**What to produce**
Repeat the records below word for word.

Stored items

+++

PR #1440, opened 2019-02-18
Lesson09 for John Rogers.

johnroge:
mailroom.py and donors.py from lesson09


students/john_rogers/lesson09/donors.py
```diff
@@ -0,0 +1,130 @@
...
+    @property
+    def number_of_donations(self):
+        return len(self.donations)
+
+    @property
+    def avg_donation_amount(self):
+        return round(self.total_donations / self.number_of_donations, 2)
+
+    def new_donation(self, amount):
+        self.donations.append(amount)
```
natasha-aleksandrova: :thumbsup:

students/john_rogers/lesson09/donors.py
```diff
@@ -0,0 +1,130 @@
...
+        self.donors.append(donor)
+
+    def donor_names(self):
+        return [d.full_name for d in self.donors]
+
+    def total_amount_raised(self):
+        return sum([sum(d.donations for d in self.donors)])
+
+    def total_number_donations(self):
+        return sum([len(d.donations) for d in self.donors])
```
natasha-aleksandrova: you should use Donor methods here: `[d. number_of_donations for d in self.donors]`

students/john_rogers/lesson09/donors.py
```diff
@@ -0,0 +1,130 @@
...
+            self.donors = donors
+
+    def add_donor(self, donor):
+        self.donors.append(donor)
+
+    def donor_names(self):
+        return [d.full_name for d in self.donors]
+
+    def total_amount_raised(self):
+        return sum([sum(d.donations for d in self.donors)])
```
natasha-aleksandrova: you should use Donor methods here: `[d. total_donations for d in self.donors]`

students/john_rogers/lesson09/donors.py
```diff
@@ -0,0 +1,130 @@
...
+        create a form letter
+        :param amount: donation amount
+        :param name: donor name
+        :return: form letter filled in with donor and amount
+        """
+        letter = (
+            f'Hey {name}, thanks for your donations! '
+            f'As of today, {DonorDataBase.today}, you have donated a total of '
+            f'${amount}.'
+        )
```
natasha-aleksandrova: since this method deals with a single donor it should live in `Donor` object:
```
def letter_text(self):
    return (f'Hey {self.full_name} you have donated {self.total_donations}')
```

students/john_rogers/lesson09/mailroom.py
```diff
@@ -0,0 +1,115 @@
...
+        "5: save a thank you note to disk for each donor\n"
+        ">>> "
+    )
+
+    main_dispatch = {
+        '1': exit_menu,
+        '2': donor_actions,
+        '3': DDB.print_summary,
+        '4': DDB.thank_all,
+        '5': DDB.save_report,
```
natasha-aleksandrova: these methods should be called on the instance (`donor_db`); `{'4': donor_db.thank_all}`

students/john_rogers/lesson09/mailroom.py
```diff
@@ -0,0 +1,115 @@
...
+"""
+mailroom.py: use classes where applicable
+Author: JohnR
+Version: 1.0
+Last updated: 2/17/19
+Notes:
+"""
+
+from donors import DonorDataBase as DDB
+from donors import Donor as D
```
natasha-aleksandrova: avoid aliases unless there is a good reason - _especially_ single letter variables.

students/john_rogers/lesson09/mailroom.py
```diff
@@ -0,0 +1,115 @@
...
+        except KeyError:
+            print('Please enter a number between 1 and 5.')
+
+
+def exit_menu(data):
+    print()
+    save = input('Enter Y to save all data to disk before exiting. ')
+    save = save.lower()
+    if save == 'y':
+        DDB.save_report(data)
```
natasha-aleksandrova: `DonorDatabase.save_report` is a function (object)
`DonorDatabase().save_report` is a method of the class

since you're using OO you should be working with an instance and executing a method of the instance : `donor_db.save_report()`

you can use `DonorDatabase.save_report()` with staticmethods which don't work on the object/instance and are simple functions that relate to the object and that's why one would define them inside of a class.

johnroge:
Lots of really good feedback, thank you Natasha. I've incorporated most of the feedback but may need another day or two to re-work my menu and clean up a few items. Will merge again soon.

Thanks again,
John

natasha-aleksandrova:
@johnroge sounds good 👍

johnroge:
Completed, appreciate any additional feedback.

+++

**Worked solution**
PR #1440, opened 2019-02-18
Lesson09 for John Rogers.

johnroge:
mailroom.py and donors.py from lesson09


students/john_rogers/lesson09/donors.py
```diff
@@ -0,0 +1,130 @@
...
+    @property
+    def number_of_donations(self):
+        return len(self.donations)
+
+    @property
+    def avg_donation_amount(self):
+        return round(self.total_donations / self.number_of_donations, 2)
+
+    def new_donation(self, amount):
+        self.donations.append(amount)
```
natasha-aleksandrova: :thumbsup:

students/john_rogers/lesson09/donors.py
```diff
@@ -0,0 +1,130 @@
...
+        self.donors.append(donor)
+
+    def donor_names(self):
+        return [d.full_name for d in self.donors]
+
+    def total_amount_raised(self):
+        return sum([sum(d.donations for d in self.donors)])
+
+    def total_number_donations(self):
+        return sum([len(d.donations) for d in self.donors])
```
natasha-aleksandrova: you should use Donor methods here: `[d. number_of_donations for d in self.donors]`

students/john_rogers/lesson09/donors.py
```diff
@@ -0,0 +1,130 @@
...
+            self.donors = donors
+
+    def add_donor(self, donor):
+        self.donors.append(donor)
+
+    def donor_names(self):
+        return [d.full_name for d in self.donors]
+
+    def total_amount_raised(self):
+        return sum([sum(d.donations for d in self.donors)])
```
natasha-aleksandrova: you should use Donor methods here: `[d. total_donations for d in self.donors]`

students/john_rogers/lesson09/donors.py
```diff
@@ -0,0 +1,130 @@
...
+        create a form letter
+        :param amount: donation amount
+        :param name: donor name
+        :return: form letter filled in with donor and amount
+        """
+        letter = (
+            f'Hey {name}, thanks for your donations! '
+            f'As of today, {DonorDataBase.today}, you have donated a total of '
+            f'${amount}.'
+        )
```
natasha-aleksandrova: since this method deals with a single donor it should live in `Donor` object:
```
def letter_text(self):
    return (f'Hey {self.full_name} you have donated {self.total_donations}')
```

students/john_rogers/lesson09/mailroom.py
```diff
@@ -0,0 +1,115 @@
...
+        "5: save a thank you note to disk for each donor\n"
+        ">>> "
+    )
+
+    main_dispatch = {
+        '1': exit_menu,
+        '2': donor_actions,
+        '3': DDB.print_summary,
+        '4': DDB.thank_all,
+        '5': DDB.save_report,
```
natasha-aleksandrova: these methods should be called on the instance (`donor_db`); `{'4': donor_db.thank_all}`

students/john_rogers/lesson09/mailroom.py
```diff
@@ -0,0 +1,115 @@
...
+"""
+mailroom.py: use classes where applicable
+Author: JohnR
+Version: 1.0
+Last updated: 2/17/19
+Notes:
+"""
+
+from donors import DonorDataBase as DDB
+from donors import Donor as D
```
natasha-aleksandrova: avoid aliases unless there is a good reason - _especially_ single letter variables.

students/john_rogers/lesson09/mailroom.py
```diff
@@ -0,0 +1,115 @@
...
+        except KeyError:
+            print('Please enter a number between 1 and 5.')
+
+
+def exit_menu(data):
+    print()
+    save = input('Enter Y to save all data to disk before exiting. ')
+    save = save.lower()
+    if save == 'y':
+        DDB.save_report(data)
```
natasha-aleksandrova: `DonorDatabase.save_report` is a function (object)
`DonorDatabase().save_report` is a method of the class

since you're using OO you should be working with an instance and executing a method of the instance : `donor_db.save_report()`

you can use `DonorDatabase.save_report()` with staticmethods which don't work on the object/instance and are simple functions that relate to the object and that's why one would define them inside of a class.

johnroge:
Lots of really good feedback, thank you Natasha. I've incorporated most of the feedback but may need another day or two to re-work my menu and clean up a few items. Will merge again soon.

Thanks again,
John

natasha-aleksandrova:
@johnroge sounds good 👍

johnroge:
Completed, appreciate any additional feedback.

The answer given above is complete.